Significant characteristics of websites
Main Page > Documentation > Format policies > Significant characteristics > Significant characteristics of websites
As there is no formal default policy for websites in Archivematica, below is a summary of research done for clients that may inform future policy generation.
Overview
The goal of website archiving is to capture, preserve and render complete websites. An end user should be able to navigate the preserved website in the same way that the original website was navigated, and as much as possible should see the same content and experience the same functionality. Website preservation involves a number of steps, each of them requiring their own tools and procedures: capturing ("crawling" or "harvesting") a website, storing it in an archival format, applying preservation planning over time, rendering it, indexing it and providing keyword search capabilities for all of the archived content.
A number of institutions have undertaken website archiving on a large scale. Probably the best-known of these is the Internet Archive, founded by Brewster Kahle in 1996. The Internet Archive gathers and makes available a vast number of websites at no charge; it also offers a third party web archiving service called Archive-It, available for a fee. The Library of Congress has been preserving websites since 2000, acquiring government and private websites based on selected themes, events and subject areas. California Digital Library collects a wide variety of websites and makes them available on-line; like the Internet Archive, it offers a third party web archiving service for a fee. Numerous national archives and libraries also have web archiving projects, including the British Library (via the UK Web Archive), Library and Archives Canada, the National Library of New Zealand and the National Archives of Australia. (Lists of major website archiving initiatives are maintained at http://netpreserve.org/about/archiveList.php and http://en.wikipedia.org/wiki/List_of_Web_archiving_initiatives.) International efforts to develop web archiving tools, standards and practices are managed by the International Internet Preservation Consortium (IIPC), established in 2003 by the Library of Congress, the Internet Archive and the national libraries of Australia, Canada, Denmark, Finland, France, Iceland, Italy, Norway, Sweden and the UK. (A complete list of current members is at http://netpreserve.org/about/memberList.php)
The tools and processes these large institutions use are scalable downward to smaller institutions.

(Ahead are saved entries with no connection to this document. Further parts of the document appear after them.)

PR #362, opened 2022-11-08
Configure the entire timeline with one index and style

bul-nick-al:


hrach:
I was thinking about this lot and I probably don't want to go this path. I'm posting here just for FYI. My reasoning:

We want to utilize composition in a way that the item/step is independent from its parent container. That allows you to delegate a lot of functionality and resolution to the logic that is handling the particular step rendering. 

If the step would not be "independent", i.e. (part of) its visual would be decided/affected by a parent container, then there is a question, why not make the component a single call completely, e.g. something like this in Kotlin (simplified):

```kotlin
Timeline(
   steps = listOf("Step 1", "Step 2"),
   activeStep = 1,
)
```

Though, I'm still not convinced about the composition approach.

PavelHolec:
> I was thinking about this lot and I probably don't want to go this path. I'm posting here just for FYI. My reasoning:
> 
> We want to utilize composition in a way that the item/step is independent from its parent container. That allows you to delegate a lot of functionality and resolution to the logic that is handling the particular step rendering.
> 
> If the step would not be "independent", i.e. (part of) its visual would be decided/affected by a parent container, then there is a question, why not make the component a single call completely, e.g. something like this in Kotlin (simplified):
> 
> ```kotlin
> Timeline(
>    steps = listOf("Step 1", "Step 2"),
>    activeStep = 1,
> )
> ```
> 
> Though, I'm still not convinced about the composition approach.

The `TimeLine` **is** a single call. Whether the data for steps are provided using a list parameter or using the @ViewBuilder parameter depends on further usage. The @ViewBuilder may be more composable and flexible, especially when we want to allow caller to provide custom @ViewBuilder closure for each step.

We can also keep the current approach where it is callers responsibility to model state correctly (after all, it is possible that there will be multiple active states or more combinations of past/future+status states). 

This draft goal is now mostly to:
1) Provide similar interface to `Tabs` (which has similar semantics - only one item can be active at a time)
2) Proof of concept for any future similar composited components

PavelHolec:
Closing as obsolete for now.

PR #378, opened 2022-11-30
Include more support files

PavelHolec:
Moved some updated code from Kiwi.com


Sources/Orbit/Components/Switch.swift
```diff
@@ -117,9 +117,7 @@ struct SwitchPreviews: PreviewProvider {
     static var previews: some View {
         PreviewWrapper {
             standalone
-            storybook
-            storybook
-                .preferredColorScheme(.dark)
```
sjavora, line 122: Noticed this in a couple of files - don't we want the dark mode previews anymore?

Sources/Orbit/Support/Components/BarButton.swift
```diff
@@ -3,36 +3,66 @@ import SwiftUI
...
+            } else {
+                foregroundColor = .inkDark
+            }
+
+            return configuration.isPressed ? foregroundColor.opacity(0.6) : foregroundColor
+        }
+    }
+}
+
+extension SwiftUI.ButtonStyle where Self == BarButton.ButtonStyle {
```
sjavora, line 51: Shouldn't this be public?

Sources/Orbit/Support/Previews/PreviewDisplayName.swift
```diff
@@ -0,0 +1,23 @@
+import SwiftUI
+
+public extension View {
+
+    /// Sets a name to show in the canvas for a preview, based on a function name.
```
sjavora, line 5:
```suggestion
    /// Sets a name to show in the canvas for a preview, based on the preview property name.
```

Sources/Orbit/Components/Switch.swift
PavelHolec: It is the same case as with dynamic size - the Xcode 14 preview support makes this obsolete, as we can see any variant combination with few clicks.

Sources/Orbit/Support/Components/BarButton.swift
PavelHolec: I thought about keeping it internal, so that the primary way to use this component would be through the `BarButton` view itself, in order not to pollute the SwiftUI.ButtonStyle namespace to call site.

Sources/Orbit/Support/Previews/PreviewDisplayName.swift
PavelHolec: Will update. Its just that the internal parameter is called `function` - should I rename it to be `property`, as we expect to use it on properties only?

sjavora: Well, we expect it to be used on properties, since the previews are computed `var`s...

PavelHolec: Yup, updated

sjavora (approved):

username0x0a (approved):

PR #379, opened 2022-11-30
Update BarButton and NavigationButton

PavelHolec:
Update layout of BarButton and NavigationButton components. Added snapshot tests.


Sources/Orbit/Support/Components/BarButton.swift
```diff
@@ -1,9 +1,10 @@
 import SwiftUI
 
-/// Button for NavigationBar.
+/// An icon-based bar button for suitable for toolbar actions inside `NavigationBar`.
```
sjavora, line 3: Is there such a thing as `NavigationBar` in SwiftUI?. It's the `.toolbar` modifier, right? `.navigationBar*` should probably not be used in iOS 14+?

PavelHolec: For iOS14+ the `toolbar` will be the way to go. 

As for now, the iOS13 modifier we have to use is still called `navigationBar*` (`navigationBarItems`). So maybe more correct would be to remove the toolbar mention or mention it with iOS14 note.

PavelHolec: The Apple API specifies `toolbar` as `Populates the toolbar or navigation bar with the views you provide. `, so we can use similar `toolbar or navigation bar` naming

sjavora: Sure, half the issue I have is the capitalization... `NavigationBar` sounds like some concrete type, which is not the case. `toolbar or navigation bar` sounds good to me.

sjavora (approved):

PR #391, opened 2022-12-08
Automatically update snapshots in relevant branches

### LINKED ISSUE #286: Automatically update snapshots in relevant branches
If tokens change, it makes sense that snapshots will need to change as well.

We might also want to think about regenerating snapshots in all merge requests by default 🤔

sjavora:
I'm sure this could be improved by somehow cleaning up existing snapshot update commits, but this should still be useful on its own.

Resolves #286.


PavelHolec (approved):

sjavora:
I had another idea - run regeneration only if the test jobs fail - it should minimize redundant jobs. I'll try setting that up today..

PR #397, opened 2022-12-19
Use fixed frame for `TextStrut`

PavelHolec:
With this change, the `TextStrut` (a component that maintains some minimal text-size driven height for other components) gets a consistent size, independent on currently used font. A benefit is that the components are now more stable in size and match the Orbit definition (for the default, large, dynamic type).

Side effect is that this will require most snapshots to be updated.

image


PavelHolec:
Sizes need to be rechecked. Using `CircularPro` should match orbit heights in normal font sizes.

Sources/Orbit/Components/Badge.swift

For example, the most popular website crawler, Heritrix, was developed by the Internet Archive and has been released as an open-source tool which can be used by any organization, large or small. Similarly, the WARC archiving format, described in detail below, was developed by a consortium of large institutions, has been approved by the International Standards Organization, and can now be used by smaller institutions as their preservation format for harvested websites. A practical and pragmatic approach should be to follow in the footsteps of large institutions which have invested a great deal of time and resources into developing web archiving standards, procedures and tools, since any problems experienced by smaller institutions, now or in the future, will be the same problems being tackled by these large institutions.